Work order: Find the word "onlyChanged" in the records and copy every line where it occurs.

Listed entries:
PR #1296, opened 2016-04-05
[WIP] feat(core): use npm commands

simison:
Replace variety of gulp/grunt/sh/npm commands with npm commands.

Todo:
- [x] Add commands
- [ ] Test
- [ ] Test with Docker
- [ ] Update readme

See #1258 for discussion.

PR #1298, opened 2016-04-09
feat(gulp): test:server:watch task onlyChanged

### LINKED ISSUE #1297: Should gulp test:server:watch default to "onlyChanged"?
This:
```
gulp test:server:watch --onlyChanged
```
...should really be default when hitting that test-watch task (`gulp test:server:watch`).

Are there situations when you'd want to run all the tests when changing something at a single test file? Wouldn't it be enough to run all the tests only at the end of development manually?

Thoughts?

mleanos:
The test:server:watch Gulp task has a parameter `onlyChanged` that is used to specify that if a server test file was modified, then only run that test suite. This removes the parameter, and sets the task behavior to the aforementioned.

Closes #1297

### DIFF
--- a/gulpfile.js
+++ b/gulpfile.js
@@ -19,11 +19,13 @@ var _ = require('lodash'),
   pngquant = require('imagemin-pngquant'),
   path = require('path'),
   endOfLine = require('os').EOL,
-  argv = require('yargs').argv,
   protractor = require('gulp-protractor').protractor,
   webdriver_update = require('gulp-protractor').webdriver_update,
   webdriver_standalone = require('gulp-protractor').webdriver_standalone,
   KarmaServer = require('karma').Server;
+
+// Local settings
+var changedTestFiles = [];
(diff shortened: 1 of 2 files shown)


mleanos:
@codydaig @ilanbiala @simison Not trying to complicate the issue here, but I did a refactor on the implementation for this Gulp task. I did this in a separate commit so it can easily be reverted if these changes aren't accepted.

I think this is a bit cleaner, and it works as a stand-alone watch task. I don't think it should be grouped in with the other watches, since this is meant for a very specific development task.

Also, I removed the dependency on the yargs package, from this task. If the refactor is agreed upon, I'll remove the package from the library as well.

Any thoughts?

ilanbiala:
LGTM.

mleanos:
I'll merge if the build passes, since this is a pretty simple change & so that this isn't blocking the progress of #1296.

Exercise output:
feat(gulp): test:server:watch task onlyChanged
### LINKED ISSUE #1297: Should gulp test:server:watch default to "onlyChanged"?
gulp test:server:watch --onlyChanged
The test:server:watch Gulp task has a parameter `onlyChanged` that is used to specify that if a server test file was modified, then only run that test suite. This removes the parameter, and sets the task behavior to the aforementioned.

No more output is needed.